Cuidado com a resposta que dá à pergunta que dá título a este texto. Tenho-me cruzado com muitas pessoas que, absolutamente seguras de si, enchiam o peito para dizer que É IMPOSSÍVEL PERDOAR UMA TRAIÇÃO e que, depois, na hora H, que é como quem diz, depois de passarem pela experiência, engoliram todas as certezas. De resto, e como é fácil de perceber, trabalho diariamente com casais que me pedem ajuda na sequência de uma infidelidade, pelo que é natural que me confronte muitas e muitas vezes com este tipo de discurso.
É preciso que tenhamos a humildade de reconhecer que as experiências que não vivemos podem apenas ser analisadas de determinados ângulos. Podemos imaginar o que é passar por determinada situação, podemos calcular a dor associada a um dado acontecimento, podemos até presumir que, se isso nos acontecesse, nos comportaríamos de certa maneira. Essas são racionalizações que fazemos desprovidos da intensidade emocional associada a cada acontecimento.
Quem já passou pela experiência de ter sido traído sabe o quão brutal é. Sabe que essa não é uma situação geradora de grandes certezas. Pelo contrário. Como pode ter certezas do que quer que seja alguém que acaba de sentir que o chão lhe foge? Como pode escolher para onde vai alguém que acabe de perder a aposta onde colocou todas as suas fichas?
Parte da angústia sentida pelos homens e pelas mulheres que me pedem ajuda depois de terem sido traídos está associada à incerteza de serem capazes de perdoar. A maior parte destas pessoas chegam até mim precisamente porque desejam com todas as suas forças reconstruir o seu casamento. O pedido de ajuda surge porque não estão a ser capazes de o fazer sozinhos. Porque se sentem divididos entre uma dor dilacerante, que parece afastá-los de forma irremediável do cônjuge traidor, e a vontade de lutar pela relação em que sempre acreditaram.

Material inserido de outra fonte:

Issue #2204, opened 2025-02-10
Bot is sometimes encountering API rate limits


EmilyBourne:
### Describe the bug
The bot is sometimes encountering API rate limits which prevent it from reporting the results of tests.
E.g. https://github.com/pyccel/pyccel/actions/runs/13189748142/job/36820142477

This slows development as it means tests cannot be completed so code cannot be merged.

Currently the bot does the following:
1. checks if PR is ready when marked as ready. A PR is ready if:
    - There is a sufficient description
    - The checklist is completed
2. allows checks to be requested via a comment
3. ensures that tests are not rerun if no relevant files have been changed
4. leaves comments on PRs indicating coverage
5. manages flags
6. requests reviews

Some of these tasks could be managed without authenticating as the bot. Doing this would reduce our risk of encountering these limits.

In particular:
- [ ] Point 3 could be handled using https://github.com/fkirc/skip-duplicate-actions
- [ ] Point 2 could be managed using `gh` (https://cli.github.com/manual/gh_workflow_run) without using the bot's authentication
- [ ] Point 4 should be able to be managed using `gh`. Maybe this step should be externalised to an action that could be used by other repos. GitHub's marketplace contains similar tools but none allow certain lines of missing coverage to be flagged as acceptable

PR #2321, opened 2025-06-03
Try to reduce API rate limit issues

EmilyBourne:
The bot occasionally hits API rate limits. This usually happens while looking for duplicate runs. This PR changes the handling to let https://github.com/fkirc/skip-duplicate-actions deal with this step.
Further fast static analysis checks (spelling, pylint, pyccel_lint, docs) are automatically triggered on non-draft PRs.

This fixes the main problem raised in #2204 but there are still recommendations in that issue that could be applied

### DIFF
--- a/.github/workflows/docs.yml
+++ b/.github/workflows/docs.yml
@@ -23,6 +23,7 @@ on:
       - opened
       - reopened
       - synchronize
+      - ready_for_review
 
 env:
   COMMIT: ${{ inputs.ref || github.event.ref }}
--- a/.github/workflows/pyccel_lint.yml
+++ b/.github/workflows/pyccel_lint.yml
@@ -23,6 +23,7 @@ on:
       - opened
       - reopened
       - synchronize
+      - ready_for_review
 
 env:
   COMMIT: ${{ inputs.ref || github.event.ref }}
--- a/.github/workflows/pylint.yml
+++ b/.github/workflows/pylint.yml
@@ -23,6 +23,7 @@ on:
       - opened
       - reopened
       - synchronize
+      - ready_for_review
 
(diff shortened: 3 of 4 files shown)


EmilyBourne:
- [ ] Write a clear PR description
- [ ] Add tests to check your code works as expected
- [ ] Update Changelog

.github/workflows/linux.yml
```diff
@@ -57,6 +57,14 @@ jobs:
       matrix: ${{fromJson(needs.matrix_prep.outputs.matrix)}}
 
     steps:
+      - id: duplicate_check
+        uses: fkirc/skip-duplicate-actions@v5
+        with:
+          # All of these options are optional, so you can remove them if you are happy with the defaults
+          skip_after_successful_duplicate: 'true'
+          paths: '["pyccel/**/*.py", "tests/**/*.py"]'
+          paths_ignore: '["pyccel/version.py"]'
```
yguclu, line 66: Is this the recommended way to use  `skip-duplicate-actions`? Using it as a job step and adding an `if` condition to every subsequent step looks a bit cumbersome to me. Maybe one can run it as an independent job and have the other jobs depend on it?

EmilyBourne: We have the choice, but if you run it as a separate job then you can't make that job a requirement for the PR. Note that I am skipping all the steps which run the test, but not the steps which report the result

EmilyBourne:
> Looks good to me

I think there's one small thing missing. The tests should have triggered when I took this PR out of draft. It is important to have the correct version so you can mark it as Required. I have just fixed this

yguclu (approved):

Quase todos me perguntam em determinada fase do processo terapêutico se é possível perdoar uma traição. E eu respondo que sim, é possível. E fundamento-me na minha experiência com casais na mesma situação. Em todos os casais que têm sido capazes de ser felizes depois de um acontecimento tão brutal como este. Mas a pergunta que (eu sei) que a maior parte destas pessoas tem vontade de fazer não é esta. É outra:
Serei EU capaz de perdoar esta traição?
Elas não precisam de saber se é possível perdoar. Elas precisam que lhes diga que elas vão ser capazes de o fazer.
Mas serão todas as pessoas capazes de perdoar uma traição? Será a vontade de continuar uma relação condição suficiente para que os membros do casal deem a volta à situação? Respondendo de forma simples: NÃO e NÃO.
Uma infidelidade representa para a esmagadora maioria das pessoas que me pede ajuda, uma experiência traumática. Quase todas as pessoas são capazes de ultrapassar esse trauma – umas mais rapidamente do que outras, claro. Mas importa que eu seja honesta: nem todas as pessoas que me pedem ajuda são capazes de perdoar uma traição e reconstruir o seu casamento.
Nalguns casos a pessoa que foi traída até é capaz de perdoar – deixa de se sentir ressentida, enraivecida com o cônjuge – mas assume-se incapaz de se conectar de novo. Já não há trauma, já não há mágoa mas a ligação quebrou-se e a pessoa deixa de olhar para o cônjuge numa perspetiva romântica.
Noutros casos o ressentimento eterniza-se, o trauma é vivido como um ciclo interminável de tristeza, mágoa e raiva que só é interrompido com a assunção de que a pessoa já não consegue ser feliz naquela relação. Para algumas pessoas, a rutura acontece numa altura em que, aparentemente, ainda há amor romântico mas a ligação não é suficiente para que a pessoa se sinta capaz de ultrapassar este obstáculo.
E depois há todos os outros casos “de sucesso”. Aqueles em que o trauma não só é ultrapassado como os membros do casal têm, no processo terapêutico, a oportunidade de reconstruir – literalmente – a sua relação. Às vezes leva (muito) tempo. Às vezes dói. Mas compensa.